Public policy that works for people and society

Linking Cambridge’s world-leading research with policymaking to create an inclusive, equitable and sustainable world.

Public policy that works for people and society

The world is facing some of the most pressing challenges of the 21st century from climate change and global food security, to rising ethnic and religious divisions. They are exacerbated when set against short-termism in politics and business, resource scarcity and growing inequality.

These challenges are global in scope. Yet they do not look the same when seen from Asia, Africa, Latin America or the Middle East as they do from North America or Europe.

The technical solutions currently being applied do not take into account the economic, social and political structures and systems around the globe, and how these play out within politics and policymaking.

Policy for a changing world

The new Bennett Institute of Public Policy  was established in 2018 to rethink public policy in an era of turbulence and growing inequality. It is set apart from other policy centres by connecting the world-leading work in technology and science at Cambridge with a deep understanding of the social, economic and political contexts in which policy-making takes place.

Directors Professor Mike Kenny and Professor Diane Coyle have built a team of exceptional scholars, with real world policy experience, working alongside powerful new networks of policy makers and influencers. Through their outstanding research programmes, teaching, engagement events, publications and Bennett/Prospect Policy Prize, the Bennett Institute is already contributing to sustainable policy solutions and to building a new generation of reflexive and critical policy leaders.

Building on this success, we want to establish two bold, interdisciplinary programmes focused on policy challenges: policy and technology and health policy.

  • Public policy

Technology policy

Digital technologies have transformed the lives of people around the globe, but also demonstrated their potential for harm. How can we create policy environments where technology can enhance our lives, while citizens, communities and businesses are protected from harm?

Among the most fundamental questions for our time are those concerning the role of technology in shaping and reshaping our relationships with government.  How can policy-makers benefit from bringing cutting-edge science and technology into the heart of public policy-making and effective governance? What impact is confirmation bias in our on-line news access having on political discourses and communities, and what options are open to policy-makers? Is the digital revolution a watershed moment for politics as we know it, and can democracy survive?
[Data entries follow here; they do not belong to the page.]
PR #397, opened 2021-12-02
Allow Cassandra passthrough to be configured in docker-compose.yml 

conorbros:
This change allows us to use docker compose volume mounting for files the example directory. 

E.g. We can just mount the PWD in `docker-compose.yml`

```YAML
volumes:
    - ./docker-entrypoint.sh:/usr/local/bin/docker-entrypoint.sh
```

I've also included the change to the `cassandra-passthrough` example that I needed this change for. User defined functions need to be enabled in Cassandra to test them but they can't be set from the docker-compose so we need to modify the `docker-entrypoint.sh` to do this.

The `docker-entrypoint.sh` is mostly the same as the [default](https://github.com/docker-library/cassandra/blob/master/3.11/docker-entrypoint.sh) but I added `enable_user_defined_functions` and `enable_scripted_user_defined_functions` to the `for yaml in \` loop.

I considered opening a PR to enable this on the official docker image but I found this [comment](https://github.com/docker-library/cassandra/pull/122#issuecomment-426774071) explaining why they don't want to enable this.

### DIFF
--- a/shotover-proxy/examples/cassandra-passthrough/docker-compose.yml
+++ b/shotover-proxy/examples/cassandra-passthrough/docker-compose.yml
@@ -8,3 +8,7 @@ services:
       MAX_HEAP_SIZE: "128M"
       MIN_HEAP_SIZE: "128M"
       HEAP_NEWSIZE: "24M"
+      CASSANDRA_ENABLE_SCRIPTED_USER_DEFINED_FUNCTIONS: "true"
+      CASSANDRA_ENABLE_USER_DEFINED_FUNCTIONS: "true"
+    volumes:
+      - ./docker-entrypoint.sh:/usr/local/bin/docker-entrypoint.sh
--- a/shotover-proxy/examples/cassandra-passthrough/docker-entrypoint.sh
+++ b/shotover-proxy/examples/cassandra-passthrough/docker-entrypoint.sh
@@ -1,6 +1,10 @@
 #!/bin/bash
 set -e
 
+###  https://github.com/docker-library/cassandra/blob/master/3.11/docker-entrypoint.sh
+###  This file has been copied from the above link and modified to include enable_user_defined_functions and enable_scripted_user_defined_functions to the for yaml in \ loop
+###  so extra cassandra config options can be modified from the docker-compose.yml
+
 # first arg is `-f` or `--some-option`
 # or there are no args
 if [ "$#" -eq 0 ] || [ "${1#-}" != "$1" ]; then
--- a/shotover-proxy/examples/cassandra-passthrough/docker-entrypoint.sh
+++ b/shotover-proxy/examples/cassandra-passthrough/docker-entrypoint.sh
@@ -1,0 +1,96 @@
+#!/bin/bash
+set -e
+
+# first arg is `-f` or `--some-option`
+# or there are no args
+if [ "$#" -eq 0 ] || [ "${1#-}" != "$1" ]; then
+	set -- cassandra -f "$@"
+fi
+
+# allow the container to be started with `--user`
+if [ "$1" = 'cassandra' -a "$(id -u)" = '0' ]; then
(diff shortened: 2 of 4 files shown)


shotover-proxy/examples/cassandra-passthrough/docker-entrypoint.sh
```diff
@@ -0,0 +1,96 @@
+#!/bin/bash
```
benbromhead, line 1: this file looks like we've taken it from the docker image we pull in. Do you want to check whether we need to add anything to our NOTICES file from a license perspective?

benbromhead (approved):

shotover-proxy/examples/cassandra-passthrough/docker-entrypoint.sh
```diff
@@ -0,0 +1,96 @@
...
+set -e
```
rukai, line 2: Can you also add a comment at the top describing how this differs from the default file?

shotover-proxy/examples/cassandra-passthrough/docker-compose.yml
```diff
@@ -8,3 +8,7 @@ services:
       MAX_HEAP_SIZE: "128M"
       MIN_HEAP_SIZE: "128M"
       HEAP_NEWSIZE: "24M"
+      CASSANDRA_ENABLE_SCRIPTED_USER_DEFINED_FUNCTIONS: "true"
+      CASSANDRA_ENABLE_USER_DEFINED_FUNCTIONS: "true"
+    volumes:
+      - ./docker-entrypoint.sh:/usr/local/bin/docker-entrypoint.sh
```
rukai, line 14: Cant we just specify the path here relative to the default CWD instead of changing the CWD?

rukai (changes requested):

shotover-proxy/examples/cassandra-passthrough/docker-compose.yml
conorbros: I frequently run the examples from within the directory and I would assume users will attempt the same. Also if you just download the example files to run them the paths won't be right.

rukai: ah! good point

rukai: Wait, uh... how does the redis-passthrough work?
It is already doing the same volume thing.

shotover-proxy/examples/cassandra-passthrough/docker-entrypoint.sh
conorbros: @justinmclean

shotover-proxy/examples/cassandra-passthrough/docker-compose.yml
conorbros: ...interesting. I thought the volume mounting worked relative to the processes CWD not the directory of the `docker-compose.yml`.

conorbros: Reverted the changes.

shotover-proxy/examples/cassandra-passthrough/docker-entrypoint.sh
conorbros: Addressed this btw

rukai (approved):
This can be merged once you've resolved the licensing issues.
One day we might want to change this to directly provide the yaml file instead of generating it in bash.
But for now this is fine.

conorbros:
Sounds good. BTW it won't merge until that  conversation is resolved so it's safe to enable auto-merge.

shotover-proxy/examples/cassandra-passthrough/docker-entrypoint.sh
conorbros: Added the changes to LICENSE

PR #399, opened 2021-12-02
Cassandra functions int tests

conorbros:


rukai (approved):
Might be worth combining drop_function and create_function into a single function, as drop_function is pretty much a superset of create_function.

Im also happy to merge as is though.

rukai:
What did you change?

conorbros:
I removed creating the function in drop and just reused the one from the created test.

benbromhead (approved):

PR #402, opened 2021-12-03
Clean up BufferedChain API

conorbros:
- We never use the client details in `BufferedChain` so I have removed it
- Make an inner method private so it's clear you should use the other 2 only


rukai (approved):
LGTM

Note for the second reviewer:
Wrapper already has a client_details field, so if we ever want to use it we should just use it from there.

XA21X (approved):

Issue #270, opened 2021-10-13
bench CI explodes when a new benchmark is added.


rukai:
## To Reproduce
Make a PR that adds or renames a benchmark

thread 'main' panicked at 'Baseline 'master' must exist before comparison is allowed; try --save-baseline master', /home/runner/.cargo/registry/src/github.com-1ecc6299db9ec823/criterion-0.3.5/src/analysis/mod.rs:56:13
stack backtrace:
   0: rust_begin_unwind
             at /rustc/c8dfcfe046a7680554bf4eb612bad840e7631c4b/library/std/src/panicking.rs:515:5
   1: std::panicking::begin_panic_fmt
             at /rustc/c8dfcfe046a7680554bf4eb612bad840e7631c4b/library/std/src/panicking.rs:457:5
   2: criterion::analysis::common
   3: redis_benches::redis
   4: redis_benches::main
note: Some details are omitted, run with `RUST_BACKTRACE=full` for a verbose backtrace.
Please include any configuration for setting up services such as `docker-compose` that the `topology.yaml` depends on.

PR #403, opened 2021-12-03
Fix CI failures when a new benchmark is added

rukai:
closes https://github.com/shotover/shotover-proxy/issues/270

~~Waiting on https://github.com/bheisler/criterion.rs/pull/532 to be merged~~

The problem was caused because criterion expects a baseline to exist for every benchmark.
This PR solves the problem by making use of a new criterion feature (https://github.com/bheisler/criterion.rs/pull/532) that silently ignores missing baselines.

### DIFF
--- a/shotover-proxy/Cargo.toml
+++ b/shotover-proxy/Cargo.toml
@@ -67,7 +67,7 @@ csv = "1.1.6"
 strum_macros = "0.23"
 
 [dev-dependencies]
-criterion = { version = "0.3", features = ["async_tokio", "html_reports"] }
+criterion = { git = "https://github.com/bheisler/criterion.rs", branch = "version-0.4", version = "0.3", features = ["async_tokio", "html_reports"] }
 redis = { version = "0.21.0", features = ["tokio-comp", "cluster"] }
 pcap = "0.9.0"
 pktparse = {version = "0.7.0", features = ["serde"]}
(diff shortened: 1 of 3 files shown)


rukai:
I suspect it will be a while before criterion 0.4 releases so lets land this PR with the git dependency.

shotover-proxy/Cargo.toml
```diff
@@ -63,7 +63,7 @@ csv = "1.1.6"
 strum_macros = "0.23"
 
 [dev-dependencies]
-criterion = { version = "0.3", features = ["async_tokio", "html_reports"] }
+criterion = { git = "https://github.com/bheisler/criterion.rs", branch = "version-0.4", version = "0.3", features = ["async_tokio", "html_reports"] }
```
benbromhead, line 66: Is it worth just waiting for the crate to get published or is this blocking something urgent?

rukai: We can work around the issue by temporarily disabling merge protection and then merging while CI is red.
Not a great habit to form though.

I'm not currently writing a benchmark writing benchmarks is something I expect people to be doing all the time.

conorbros: Happy to just use Git for now. I'll watch [this PR](https://github.com/bheisler/criterion.rs/pull/496) so we can upgrade once it's released.

conorbros (approved):

benbromhead (approved):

A new Technology Policy Programme would build on existing strengths across the University and significant recent University investment. The University has a remarkable record in producing innovative thinkers in technology, and many academics hold dual roles spanning industry and academic research.The programme would provide a global forum for dialogue between key actors and incubate a major programme of impactful research and policy development.

Health policy

A growing body of economic evidence indicates the potential financial and social benefits of targeted forms of early intervention and screening programmes, and the techniques associated with behaviour change in areas such as food and alcohol consumption, smoking and inactivity.  The Institute team has significant research capacity in the definition, measurement and monitoring of economic progress. As part of our Health Policy Programme, public health interventions would be examined in the cultural, political and economic round.  Are they politically viable and how can they be delivered effectively? What kinds of financial, institutional and cultural innovation are required to achieve implementation of effective joined-up care systems for older citizens?

Devising better public policy in the absence of an understanding of political change and global diversities is at best frustrating and at worst futile. Working to ensure that does not happen is where Cambridge can make a difference.

Professor David Runciman, Head of the Department of Politics and International Studies

Help us advance policy solutions for the 21st century

Both programmes would be built around prestigious new professorships.  Additionally we are seeking funding for post-doctoral researchers and doctoral students to drive forward the research and funding for research and public engagement activities

These high-profile new programmes can be named as whole, or individual posts or studentships can be funded and named, either for a fixed term or in perpetuity.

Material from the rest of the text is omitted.